Dataset items:
= Beginning of Section =
PR #2111, opened 2024-11-12
Fix switching back from console-conf to getty

valentindavid:
When a password for a user is set, then we should use getty rather than console-conf. Unit conditions did not work along conflicts, because conflicts are resolved during loading of systemd, and conditions are resolved right before executing the unit.

Instead we always use console-conf. If we find that we should have switched to getty, then we return a special value that is marked as not restarting (we always restart otherwise). An ExecStopPost also matches that exit status to start getty (the default job mode is "replace", which means the conflict will also kick console-conf out).

### DIFF
--- a/bin/console-conf-wrapper
+++ b/bin/console-conf-wrapper
@@ -17,9 +17,10 @@ if [ -e /run/snapd-recovery-chooser-triggered ]; then
         # when recovery chooser is invoked it takes over the terminal
         exec /usr/lib/snapd/snap-recovery-chooser
     fi
-    if [ -e /var/lib/console-conf/complete ]; then
-        exit 0
-    fi
+fi
+
+if [ -e /var/lib/console-conf/complete ]; then
+    exit 22
 fi
 
 # always prefer to use modeevn if it is available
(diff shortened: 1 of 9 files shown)


bin/console-conf-wrapper
```diff
@@ -80,6 +81,7 @@ if [ "$(snap managed)" = "true" ]; then
         done
     else
         touch /var/lib/console-conf/complete
```
dbungert, line 83: Does this file still matter?

dbungert (commented):
Looks fine.  Some questions:
* can we get this merged to main also?
* what is being done for core24?
* what sort of testing has this seen?

bin/console-conf-wrapper
valentindavid: Yes for 2 reasons.

The next time we start this service, we will check for this file without having to go through all the checks. And that keeps it consistent with previous behavior, that is if a password was there, but later removed, we should still show the login screen.

The second reason is that snapd does look at this file.

mwhudson:
> Console-conf is a snap now in uc24. And those systemd files are part of the core-base. So we can fix it on our side. There was already a partial fix there.

Could/should we delete these files from main then?

valentindavid:
> > Console-conf is a snap now in uc24. And those systemd files are part of the core-base. So we can fix it on our side. There was already a partial fix there.
> 
> Could/should we delete these files from main then?

I think so. I can have a look next week and test what we can remove.

PR #77, opened 2022-01-17
fix(init): add missing import during init

viktorvoltaire:


odsod (commented):
Why do we need two separate generated Go files? Can we combine this into the same generated file?

viktorvoltaire:
> Why do we need two separate generated Go files? Can we combine this into the same generated file?

2 reasons, 1 being `go:embed` doesn't seem to allow for `../..` in path and the other one because the package in the `init` one is `gopkg.in/yaml.v3` which potentially is only a dependency during init. So we get a diff when running `go mod tidy` since we are removing the temporary files. If we leave them checked in its not a problem.

 Sure if the a user adds `mgyamlfmt` they will pull this dependency in, but we should force users to have that

odsod (approved):

PR #78, opened 2022-01-17
feat: add prepare target, option to depend on prepare and start symlinking to bin dir

viktorvoltaire:
- chore: add prepare function to each target
- feat: add option to depend on prepare

### DIFF
--- a/mgtool/build.go
+++ b/mgtool/build.go
@@ -12,15 +12,15 @@ import (
 )
 
 func GoInstall(ctx context.Context, goPkg, version string) (string, error) {
-	toolDir, err := filepath.Abs(mgpath.Tools())
-	if err != nil {
-		return "", err
-	}
-	executable := filepath.Join(toolDir, goPkg, version, "bin", filepath.Base(goPkg))
+	executable := filepath.Join(mgpath.Tools(), "go", goPkg, version, "bin", filepath.Base(goPkg))
+	symlink := filepath.Join(mgpath.Tools(), mgpath.BinDir, filepath.Base(goPkg))
 
 	// Check if executable already exist
 	if _, err := os.Stat(executable); err == nil {
-		return executable, nil
+		if err := createSymlink(executable, symlink); err != nil {
+			return "", err
+		}
+		return symlink, nil
 	}
 	goPkgVer := fmt.Sprintf("%s@%s", goPkg, version)
 	os.Setenv("GOBIN", filepath.Dir(executable))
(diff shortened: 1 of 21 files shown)


mgtool/build.go
```diff
@@ -12,21 +12,36 @@ import (
...
 	}
 	goPkgVer := fmt.Sprintf("%s@%s", goPkg, version)
 	os.Setenv("GOBIN", filepath.Dir(executable))
 	logr.FromContextOrDiscard(ctx).Info(fmt.Sprintf("Building %s...", goPkgVer))
 	if err := sh.RunV("go", "install", goPkgVer); err != nil {
 		return "", err
 	}
-	return executable, nil
+	if err := createSymlink(executable, symlink); err != nil {
+		return "", err
```
Edholm, line 32: maybe wrap this err to make it easier to troubleshoot:

```suggestion
		return "", fmt.Errorf("failed to create symlink: %w", err)
```

Edholm (approved):
Looks good! :+1: 

What is the reason for the change though? :thinking:

odsod:
@Edholm We want to be able to prepare tools without using them from mage - for example when they are used by Buf, or `go generate`.

mgtool/build.go
odsod: IMO the `createSymlink` function should talk about failure to add symlink

targets/mgconvco/targets.go
```diff
@@ -21,6 +21,12 @@ const version = "0.3.7"
 // nolint: gochecknoglobals
 var executable string
 
+type Prepare mgtool.Prepare
+
+func (Prepare) ConvcoCheck() {
```
odsod, line 26: should be `Convco`

mgtool/configuration.go
```diff
@@ -3,13 +3,17 @@ package mgtool
...
+
+	"github.com/magefile/mage/mg"
 )
 
 const (
 	AMD64 = "amd64"
 	X8664 = "x86_64"
 )
 
+type Prepare mg.Namespace
```
odsod, line 15: is this used to ignore outputting to Makefiles? maybe add as comment?

targets/mgsops/targets.go
```diff
@@ -19,15 +19,21 @@ const version = "3.7.1"
 // nolint: gochecknoglobals
 var executable string
 
+type Prepare mgtool.Prepare
+
+func (Prepare) Sops() {
+	mg.Deps(prepare)
```
odsod, line 25: could we just inline the `prepare` function here?

mgtool/configuration.go
viktorvoltaire: Yeah

targets/mgsops/targets.go
viktorvoltaire: Yep, fixed

targets/mgconvco/targets.go
viktorvoltaire: Fixed

mgtool/build.go
viktorvoltaire: The error I got, from when trying to create a symlink when one already existed was clear enough. I think we can stick with what we got

targets/mgsops/targets.go
odsod: Might as well inline all prepare functions?

odsod (approved):
:rocket:

PR #86, opened 2022-01-19
feat: replace targets with tools

viktorvoltaire:


.mage/magefile.go
```diff
@@ -41,14 +29,38 @@ func init() {
...
 	)
 	mg.SerialDeps(
-		mggo.GoModTidy,
+		GoModtidy,
 		mggitverifynodiff.GitVerifyNoDiff,
 	)
 }
+
+func FormatYaml() error {
+	return mgyamlfmt.FormatYamlCommand()
```
odsod, line 45: IMO since this is not a command it's better named `FormatYaml`

odsod: actually let's make that `FormatYAML`

.mage/magefile.go
```diff
@@ -41,14 +29,38 @@ func init() {
...
+}
+
+func GoModtidy() error {
```
odsod, line 48: `GoModTidy`? (capital `T`)

.mage/magefile.go
```diff
@@ -41,14 +29,38 @@ func init() {
...
+	return mggo.GoModTidy().Run()
+}
+
+func Goreview(ctx context.Context) error {
+	return mggoreview.Command(ctx, "-c", "1", "./...").Run()
```
odsod, line 53: really liking this pattern

example/.mage/magefile.go
```diff
@@ -38,8 +38,8 @@ func init() {
 
 func All() {
 	mg.Deps(
-		mg.F(mgconvco.ConvcoCheck, "origin/master..HEAD"),
-		mggolangcilint.GolangciLint,
+		mg.F(mgconvco.CheckCommand, "origin/master..HEAD"),
```
odsod, line 41: this should be moved to a separate function?

mgtool/exec.go
```diff
@@ -37,3 +39,14 @@ func run(cmd, dir string, stdout, stderr io.Writer, args ...string) error {
...
 }
+
+func Command(path string, args ...string) *exec.Cmd {
+	cmd := exec.Command(path)
+	cmd.Args = append(cmd.Args, args...)
+	cmd.Dir = mgpath.FromGitRoot(".")
+	cmd.Env = os.Environ()
+	cmd.Stderr = os.Stderr
+	cmd.Stdout = os.Stdout
+	cmd.Stdin = os.Stdin
```
odsod, line 50: IMO this might not be what we want

odsod: imagine multiple commands running in parallel, all trying to read from the parent process stdin

targets/mgbuf/targets.go
```diff
@@ -3,49 +3,32 @@ package mgbuf
 import (
 	"context"
 	"fmt"
+	"go.einride.tech/mage-tools/mglog"
```
odsod, line 6: formatting

targets/mggitverifynodiff/targets.go
```diff
@@ -1,17 +1,25 @@
...
+	"go.einride.tech/mage-tools/mgtool"
 )
 
 func GitVerifyNoDiff() error {
 	mglog.Logger("git-verify-no-diff").Info("verifying that git has no diff...")
-	diff, _ := sh.Output("git", "status", "--porcelain")
-	if diff != "" {
-		_ = sh.RunV("git", "diff", "--patch")
+	cmd := mgtool.Command("git", "status", "--porcelain")
+	b := &bytes.Buffer{}
```
odsod, line 14: could be simplified to `var b bytes.Buffer` and `cmd.Stdout = &b`

targets/mgwire/targets.go
```diff
@@ -1,11 +1,10 @@
...
-	"github.com/magefile/mage/sh"
-	"go.einride.tech/mage-tools/mglog"
+	"go.einride.tech/mage-tools/mgtool"
+	"os/exec"
 )
 
-func WireGenerate(path string) error {
-	mglog.Logger("wire-generate").Info("generating initializers...")
-	return sh.RunV("go", "run", "-mod=mod", "github.com/google/wire/cmd/wire", "gen", path)
+func WireGenerate(path string) *exec.Cmd {
```
odsod, line 8: IMO this might be better formulated as

```go
func Command(args ...string) *exec.Cmd {
    args = append(args, "go", "run", "-mod=mod", "github.com/google/wire/cmd/wire")
    return mgtool.Command(args)
}
```

.mage/magefile.go
```diff
@@ -41,14 +28,38 @@ func init() {
...
+		FormatYaml,
 	)
 	mg.SerialDeps(
-		mggo.GoModTidy,
+		GoModtidy,
 		mggitverifynodiff.GitVerifyNoDiff,
 	)
 }
+
+func FormatYaml() error {
```
Edholm, line 43: Are these functions added for removing the magic `// mage:import` ?

in any case, an added bonus is that you don't need to specify an argument when running only e.g. convco-check

.mage/magefile.go
Edholm: Me too :100:

.mage/magefile.go
```diff
@@ -41,14 +28,38 @@ func init() {
...
+func Goreview(ctx context.Context) error {
+	return mggoreview.Command(ctx, "-c", "1", "./...").Run()
+}
+
+func GolangciLint(ctx context.Context) error {
+	return mggolangcilint.LintCommand(ctx).Run()
+}
+
+func FormatMarkdown(ctx context.Context) error {
+	return mgmarkdownfmt.Command(ctx, "-w", ".").Run()
```
Edholm, line 60: Does this command have long flag names? :thinking: If so, I think we should switch. Makes it easier to read and get a feeling for what the command does.

mgtool/exec.go
```diff
@@ -37,3 +39,14 @@ func run(cmd, dir string, stdout, stderr io.Writer, args ...string) error {
 
 	return c.Run()
 }
+
+func Command(path string, args ...string) *exec.Cmd {
```
Edholm, line 43: I would like to see a comment/docs for this function since it is going to be so ubiquitous.

targets/mgapilinter/targets.go
```diff
@@ -17,23 +17,17 @@ import (
 const version = "1.29.3"
 
 // nolint: gochecknoglobals
-var executable string
+var commandPath string
```
Edholm, line 20: If we really want, we should be able to remove this global variable.

I'm thinking of the following:
* Specify constants for binary name, version, etc
* Add a function that builds the path based of those constants and any variables, like path to tools dir

Could be a future improvement.

targets/mggo/targets.go
```diff
@@ -2,23 +2,20 @@ package mggo
...
 )
 
-func GoTest() error {
+func GoTest() *exec.Cmd {
 	const toolName = "go"
-	mglog.Logger("go-test").Info("running Go unit tests..")
 	coverFile := filepath.Join(mgpath.Tools(), toolName, "coverage", "go-test.txt")
 	if err := os.MkdirAll(filepath.Dir(coverFile), 0o755); err != nil {
-		return err
+		panic(err)
```
Edholm, line 16: image

:joy:

Edholm (commented):
Very nice! I like the new structure

.mage/magefile.go
odsod: With the new structure for running commands centered around `exec.Cmd`, most of the public functions in the tools packages are no longer valid mage targets, so to keep the mental model simple we're thinking that we should instead avoiding having ready-made mage-targets altogether and instead write those in the `magefile.go`.

I think this will lead to a simpler mental model, since there will be a 1-1 mapping between Make targets and Go functions in `magefile.go`.

In short, yes, no more `//mage:import`!

.mage/magefile.go
odsod: I agree, but unfortunately not: https://github.com/shurcooL/markdownfmt/blob/master/main.go#L23

.mage/magefile.go
Edholm: Nice, I like it!

targets/mgapilinter/targets.go
odsod: Really like this!

.mage/magefile.go
odsod: @viktorvoltaire Minor thing, but we should rename the `targets` folder to `tools` - since it now contains tools and not targets. :smile_cat:

targets/mgapilinter/targets.go
viktorvoltaire: Actually, given that we added symlinks to all tools we download, the path is now deterministic. Should be a fairly simple change.

example/.mage/magefile.go
viktorvoltaire: Yeah I haven’t touched this one yet

targets/mgapilinter/targets.go
viktorvoltaire: However, i will look at that in a separate PR

mgtool/file.go
```diff
@@ -73,6 +79,12 @@ func FromLocal(ctx context.Context, filepath string, opts ...Opt) error {
 	if s.skipFile != "" {
 		// Check if binary already exist
 		if _, err := os.Stat(s.skipFile); err == nil {
+			if s.symlink != "" {
+				_, err := CreateSymlink(s.symlink)
+				if err != nil {
```
odsod, line 84: join the if statement with the assignment above

odsod (approved):
Just when we thought it couldn't get any better :smile:

odsod (approved):
:shipit: :rocket: :rainbow:

PR #87, opened 2022-01-20
fix: remove npm check

viktorvoltaire:
I was changing this command not to print to standard out, but then I figured this error is kinda overrated. We dont do sanity checks like this on other tools. Just let the system handle it and error out on the install command.


Edholm (approved):
:+1:

PR #94, opened 2022-01-21
Reduce API surface and rely more on *exec.Cmd API

odsod:
- feat: rename mggitverifynodiff to mggit
- feat(mggo): reduce API surface
- feat(mggolangcilint): rename LintCommand to RunCommand
- feat(mgclangformat): make FormatProtoCommand accept ...args
- feat(mggolangmigrate): remove MigrateCommand shorthand
- feat(mggooglecloudprotoscrubber): remove ScrubCommand
- chore(mgmarkdownfmt): fix naming

### DIFF
--- a/cmd/build/main.go
+++ b/cmd/build/main.go
@@ -32,7 +32,7 @@ func main() {
 	if err := os.WriteFile(makeGenGo, mgmakeGen, 0o600); err != nil {
 		panic(err)
 	}
-	cmd = mggo.GoModTidy()
+	cmd = mggo.Command("mod", "tidy")
 	cmd.Dir = mageDir
 	if err := cmd.Run(); err != nil {
 		panic(err)
--- a/.mage/magefile.go
+++ b/.mage/magefile.go
@@ -50,12 +50,12 @@ func FormatYaml() error {
 
 func GoModTidy() error {
 	mglog.Logger("go-mod-tidy").Info("tidying Go module files...")
-	return mggo.GoModTidy().Run()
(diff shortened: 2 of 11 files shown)


cmd/build/main.go
```diff
@@ -32,7 +32,7 @@ func main() {
 	if err := os.WriteFile(makeGenGo, mgmakeGen, 0o600); err != nil {
 		panic(err)
 	}
-	cmd = mggo.GoModTidy()
+	cmd = mggo.Command("mod", "tidy")
```
Edholm, line 35: `go mod tidy` seems to be sometimes used with `-v` and sometimes without. Is this intended? :)

Edholm (approved):
Nice work, just had a question regarding the `-v` flag in `go mod tidy` usage.

cmd/build/main.go
odsod: here during the init I'm thinking we want it as non-verbose as possible, while during normal repo building we want to know if modules change - WDYT?

Edholm: I agree, just wanted to know that it was intentional and not an oversight :blush:

odsod: or rather, we're not super interested in when the .mage modules are updated, but we are interested when the main/production modules are updated

viktorvoltaire (approved):
I Like this change, many of the things we first put in was a lot of guess work, where we now have a clear direction of what we want to accomplish and how and what level we want to accomplish it. 👍👍

PR #95, opened 2022-01-21
reduce api2

odsod:
- feat: reduce API surface further
- feat(mgko): reduce API surface


tools/mggo/tools.go
```diff
@@ -9,16 +9,13 @@ import (
...
-}
-
 func TestCommand() *exec.Cmd {
 	coverFile := mgpath.FromTools("go", "coverage", "go-test.txt")
 	if err := os.MkdirAll(filepath.Dir(coverFile), 0o755); err != nil {
 		panic(err)
 	}
-	return Command(
+	return mgtool.Command(
+		"go",
```
Edholm, line 18: What is your thoughts on adding the `-shuffle on` flag?

tools/mgko/tools.go
```diff
@@ -28,76 +25,19 @@ func Command(ctx context.Context, args ...string) *exec.Cmd {
 	return mgtool.Command(commandPath, args...)
 }
 
-func PublishLocalCommand(ctx context.Context) *exec.Cmd {
```
Edholm, line 31: Doesn't it make sense to have these convenience wrappers here? This is a lot of stuff to remember how to write :sweat_smile:

Edholm (approved):
Woopowoop :1st_place_medal:

tools/mgko/tools.go
odsod: They are too specific and won't generalize well to all our repos - better to have them inlined IMO

tools/mggo/tools.go
odsod: Great idea!! Adding

Edholm: Just note that it may break tests on some projects which may cause some friction :sweat_smile:

tools/mgko/tools.go
Edholm: Fair enough!

viktorvoltaire (approved):
LGTM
= End of Section =
> [WORK INSTRUCTION]
Each line above that includes the word "there" is to be copied.

> [COMPLETED TASK]
The next time we start this service, we will check for this file without having to go through all the checks. And that keeps it consistent with previous behavior, that is if a password was there, but later removed, we should still show the login screen.
> Console-conf is a snap now in uc24. And those systemd files are part of the core-base. So we can fix it on our side. There was already a partial fix there.
> > Console-conf is a snap now in uc24. And those systemd files are part of the core-base. So we can fix it on our side. There was already a partial fix there.
I think this will lead to a simpler mental model, since there will be a 1-1 mapping between Make targets and Go functions in `magefile.go`.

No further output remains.